HIV-1 subtyping was performed using the REGA HIV-1 & 2 automated subtyping tool (Version 2.0) [17, 18] and confirmed by phylogenetic analysis using a global set of sequences (N = 216) representative of all pure HIV-1 subtypes and the most prevalent CRFs as references. Reference sequences were obtained from the Los Alamos database at Los Alamos National Laboratory (online), http://www.hiv.lanl.gov (last updated on 2017). Phylogenetic trees were reconstructed using approximately maximum likelihood (ML) method as implemented in the FastTree (version2.1) program [19] using the generalized time-reversible (GTR) model of nucleotide evolution with the “CAT” approximation for different evolutionary rates across sites [19]. To explore putative recombinant patterns in the viral sequences, we performed a bootscanning analysis using SimPlot (version3.5.1) [20]. Putative recombinants were confirmed by phylogenetic analysis using partial fragments showing discordant phylogenetic signals against a reference set of HIV-1 group pure subtypes obtained from the Los Alamos database. Bootscanning was performed with a sliding window of 400 nucleotides overlapped by 50 nucleotides to define the recombinant assembly. Details about identification of the phylogenetic clusters have been described previously [21]. In brief, phylogenetic clusters were defined as those with bootstrap support greater than 85% (phylogenetic confidence criterion), and with a mean genetic distance of fewer than 0.015 nucleotide substitutions per site.

Results

Eighty-two study subjects were newly diagnosed and blood was drawn within one month of HIV-1 diagnosis.

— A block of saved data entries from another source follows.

PR #17645, opened 2025-02-02
Improve cubic segment bezier functionality

### LINKED ISSUE #17642: `CubicSegment` lacks functionality of `CubicCurve`

`CubicCurve`, which is a `Vec<CubicSegment>`, can be used in many ways, e.g. creating roads and paths.

However, in many cases `CubicSegment` is very useful by itself. For example, I want to check if my entity will not collide with anything, while following a curved path. But the check is still local enough, so I don't need the whole `CubicCurve`

**Performance considerations.** 

`CubicCurve` contains a `Vec`, which is heap allocated. It is expensive, if spawned every frame for many entities.

`CubicSegment`, on the other hand, is fixed size, which is ideal for such scenario.

However, the [implementation](https://github.com/bevyengine/bevy/blob/082d87141fdf7951ed04dc3550d6542f4a9da07f/crates/bevy_math/src/cubic_splines/mod.rs#L1035) of `CubicSegment::new_bezier` includes creating a `CubicCurve` of size 1, only to take the first element later. It is still an allocation, and in this case, an unnecessary one.

1. I want be able to create `CubicSegment` from 4 control points, not just 2. Right now it seems like it is just intended for animation easing purposes.
2. I would like it to be as fast as can be expected from creating a fixed size struct.
3. I would like `CubicSegment::iter_positions` and other cool functions that `CubicCurve` has

I implemented my own hacky trait to have this functionality:

```rust
pub trait CubicSegment4 {
    fn new_bezier_4(p1: impl Into<Vec2>, p2: impl Into<Vec2>, p3: impl Into<Vec2>, p4: impl Into<Vec2>) -> Self;

    fn iter_positions(self, subdivisions: usize) -> impl Iterator<Item=Vec2>;
}

impl CubicSegment4 for CubicSegment<Vec2> {
    fn new_bezier_4(p1: impl Into<Vec2>, p2: impl Into<Vec2>, p3: impl Into<Vec2>, p4: impl Into<Vec2>) -> Self {
        // A derivation for this matrix can be found in "General Matrix Representations for B-splines" by Kaihuai Qin.
        // <https://xiaoxingchen.github.io/2020/03/02/bspline_in_so3/general_matrix_representation_for_bsplines.pdf>
        // See section 4.2 and equation 11.
        let char_matrix = [
            [1., 0., 0., 0.],
            [-3., 3., 0., 0.],
            [3., -6., 3., 0.],
            [-1., 3., -3., 1.],
        ];
        let p: [Vec2; 4] = [p1.into(), p2.into(), p3.into(), p4.into()];
        coefficients(p, char_matrix)
    }

    fn iter_positions(self, subdivisions: usize) -> impl Iterator<Item=Vec2> {
        let step = 1.0 / subdivisions as f32;
        (0..=subdivisions).map(move |i| i as f32 * step)
        .map(move |t| self.position(t))
    }
}

fn coefficients<P: VectorSpace>(p: [P; 4], char_matrix: [[f32; 4]; 4]) -> CubicSegment<P> {
    let [c0, c1, c2, c3] = char_matrix;
    // These are the polynomial coefficients, computed by multiplying the characteristic
    // matrix by the point matrix.
    let coeff = [
        p[0] * c0[0] + p[1] * c0[1] + p[2] * c0[2] + p[3] * c0[3],
        p[0] * c1[0] + p[1] * c1[1] + p[2] * c1[2] + p[3] * c1[3],
        p[0] * c2[0] + p[1] * c2[1] + p[2] * c2[2] + p[3] * c2[3],
        p[0] * c3[0] + p[1] * c3[1] + p[2] * c3[2] + p[3] * c3[3],
    ];
    CubicSegment::<P> { coeff }
}
```

It does the thing without memory allocations. But has some duplicated code.

Example usage:
```rust
pub fn get_curve(
    pos_1: Vec2,
    pos_2: Vec2,
    anchor: Option<Vec2>
) -> CubicSegment<Vec2> {
    if let Some(anchor) = anchor {
        // Curve with anchor point
        CubicSegment::new_bezier_4(
            pos_1,
            pos_1.lerp(anchor, 0.66),
            pos_2.lerp(anchor, 0.66),
            pos_2
        )
    } else {
        // Straight line
        CubicSegment::new_bezier_4(
            pos_1,
            pos_1.lerp(pos_2, 0.33),
            pos_1.lerp(pos_2, 0.66),
            pos_2
        )
    }
}
```

## Additional context

Looking at code, looks like `CubicSegment` is being sort of ignored in favor of the `CubicCurve`. I think many functions like the `new_bezier` and `new_bezier_4` should really be implemented on the base structure.

hocop:
# Objective

- Fixes #17642

## Solution

- Implemented method `new_bezier(points: [P; 4]) -> Self` for `CubicSegment<P>`
- Old implementation of `new_bezier` is now `new_bezier_easing(p1: impl Into<Vec2>, p2: impl Into<Vec2>) -> Self` (**breaking change**)
- ~~added method `new_bezier_with_anchor`, which can make a bezier curve between two points with one control anchor~~
- added methods `iter_positions`, `iter_velocities`, `iter_accelerations`, the same as in `CubicCurve` (**copied code, potentially can be reduced)**
- bezier creation logic is moved from `CubicCurve` to `CubicSegment`, removing the unneeded allocation

## Testing

  - Run tests inside `crates/bevy_math/`
  - Tested the functionality in my project
  - Did not run `cargo test` on the whole bevy directory because of OOM
  - Performance improvements are expected when creating `CubicCurve` with `new_bezier` and `new_bezier_easing`, but not tested
  - Use in any code that works created `CubicCurve::new_bezier`
  - I don't think relevant

---

## Showcase

```rust
// Imagine a car goes towards a local target

// Create a simple `CubicSegment`, without using heap
let planned_path = CubicSegment::new_bezier([
    car_pos,
    car_pos + car_dir * turn_radius,
    target_point - target_dir * turn_radius,
    target_point,
]);

// Check if the planned path itersect other entities
for pos in planned_path.iter_positions(8) {
   // do some collision checks
}
```

## Migration Guide

- Replace `CubicCurve::new_bezier` with `CubicCurve::new_bezier_easing`


crates/bevy_math/src/cubic_splines/mod.rs
```diff
@@ -994,6 +984,34 @@ impl<P: VectorSpace> CubicSegment<P> {
...
+    /// This function can also be used to approximate a quarter circle,
+    /// if start, anchor and end points form a right isosceles triangle.
+    pub fn new_bezier_with_anchor(start: P, anchor: P, end: P) -> Self {
+        Self::new_bezier([
+            start,
+            start.lerp(anchor, 0.667),
+            end.lerp(anchor, 0.667),
+            end,
+        ])
+    }
```
mweatherley, line 1013: Is this a well-known construction? It looks kind of random to me. (Also, it is very easy to implement in user-space)

crates/bevy_math/src/cubic_splines/mod.rs
```diff
@@ -994,6 +984,34 @@ impl<P: VectorSpace> CubicSegment<P> {
...
+        // <https://xiaoxingchen.github.io/2020/03/02/bspline_in_so3/general_matrix_representation_for_bsplines.pdf>
+        // See section 4.2 and equation 11.
+        let char_matrix = [
+            [1., 0., 0., 0.],
+            [-3., 3., 0., 0.],
+            [3., -6., 3., 0.],
+            [-1., 3., -3., 1.],
+        ];
+        Self::coefficients(points, char_matrix)
+    }
```
mweatherley, line 999: Moving these closer to `CubicSegment` is a good idea, especially with the `no_std` changes. My only gripe here is that I think that, in this case, we should probably refactor out *all* of these characteristic matrices so that the spline constructions use methods on `CubicSegment` instead of calling `CubicSegment::coefficients` directly. Hermite and Cardinal spline constructions would still be useful with only a single segment.

Of course, you're under no obligation to do that in this PR. :)

crates/bevy_math/src/cubic_splines/mod.rs
```diff
@@ -1015,6 +1033,46 @@ impl<P: VectorSpace> CubicSegment<P> {
...
+
+    /// Iterate over the curve split into `subdivisions`, sampling the velocity at each step.
+    pub fn iter_velocities(&self, subdivisions: usize) -> impl Iterator<Item = P> + '_ {
+        self.iter_samples(subdivisions, Self::velocity)
+    }
+
+    /// Iterate over the curve split into `subdivisions`, sampling the acceleration at each step.
+    pub fn iter_accelerations(&self, subdivisions: usize) -> impl Iterator<Item = P> + '_ {
+        self.iter_samples(subdivisions, Self::acceleration)
+    }
```
mweatherley, line 1075: Not a fan of the code duplication, but I guess that's kind of unavoidable 🤔 

I think there's a reasonable shot that all of these will be outmoded by the `Curve` API implementations in the future, but for now it's more ergonomic, I guess. 

(E.g. one right now can write something like
```rs
cubic_segment.with_two_derivatives().map(|j| j.second_derivative).samples(n)
```
to similar effect, and the intention is for this to become more ergonomic in the near future.)

mweatherley (changes requested):

mweatherley:
You can delete the entire `cfg_attr` block at like 1016 if you want CI to stop complaining :)

crates/bevy_math/src/cubic_splines/mod.rs
hocop: This is actually just a quadratic curve, expressed as a cubic one. https://stackoverflow.com/questions/3162645/convert-a-quadratic-bezier-to-a-cubic-one

I agree that it is easy to implement. It is more of a proposal from me. I find it useful, but I don't know if many people will.

If, as you say, the api is going to be changed in the near future, then I guess there is no need to add many small functions. I am inclined to remove this one then

crates/bevy_math/src/cubic_splines/mod.rs
hocop: Agree, but I don't think I'm ready to do it now. I haven't used these other curves, so it will take some time to figure out how to not break anything. Maybe I'll open another PR later, if no one does it :)

crates/bevy_math/src/cubic_splines/mod.rs
hocop: Maybe it's better to move these functions to a separate trait, and implement it on both `CubicCurve` and `CubicSegment`. This can help avoid some duplication. What do you think?

Carter0 (approved):
I think the code and doc comments look good. You might want to add some labels to your PR though if you can. Sometimes people skip over PR's if they don't have labels.

villor (approved):
Glad to see these changes! 😍 I’ll finally be able to get rid of some copy paste workarounds in [bevy_lookup_curve](https://github.com/villor/bevy_lookup_curve/blob/96dde7a47c42d14aa0505d3cb900fcd6b729f596/src/lib.rs#L538)

Another thing on the wishlist is a way to pass custom `MAX_ERROR` and/or `MAX_ITERS` to `CubicSegment<Vec2>::ease`

IQuick143 (approved):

The remaining eighteen patients were either chronically-infected (seven patients were diagnosed before 2009 and three in the three-year period 2010 to 2012) or with unknown date of HIV-1 diagnosis (eight patients). Study subjects were retrospectively enrolled in this study after written consent followed by the submission of a questionnaire containing clinical, demographic and epidemiological information that was filled by qualified medical personnel at the AIDS Clinic of Larnaca National Hospital. Patients who did not wish to participate were not asked to provide a reason for choosing to do so. The staff who completed the questionnaire did not report specific patient group(s) (i.e. gender, sexual orientation, IV drug use etc.) who were unwilling to participate in the study. A detailed description of the clinical profile of each patient is presented in Table 1. Epidemiological, demographical and clinical data were collected from each consenting study subject as previously described [5, 7, 11–13].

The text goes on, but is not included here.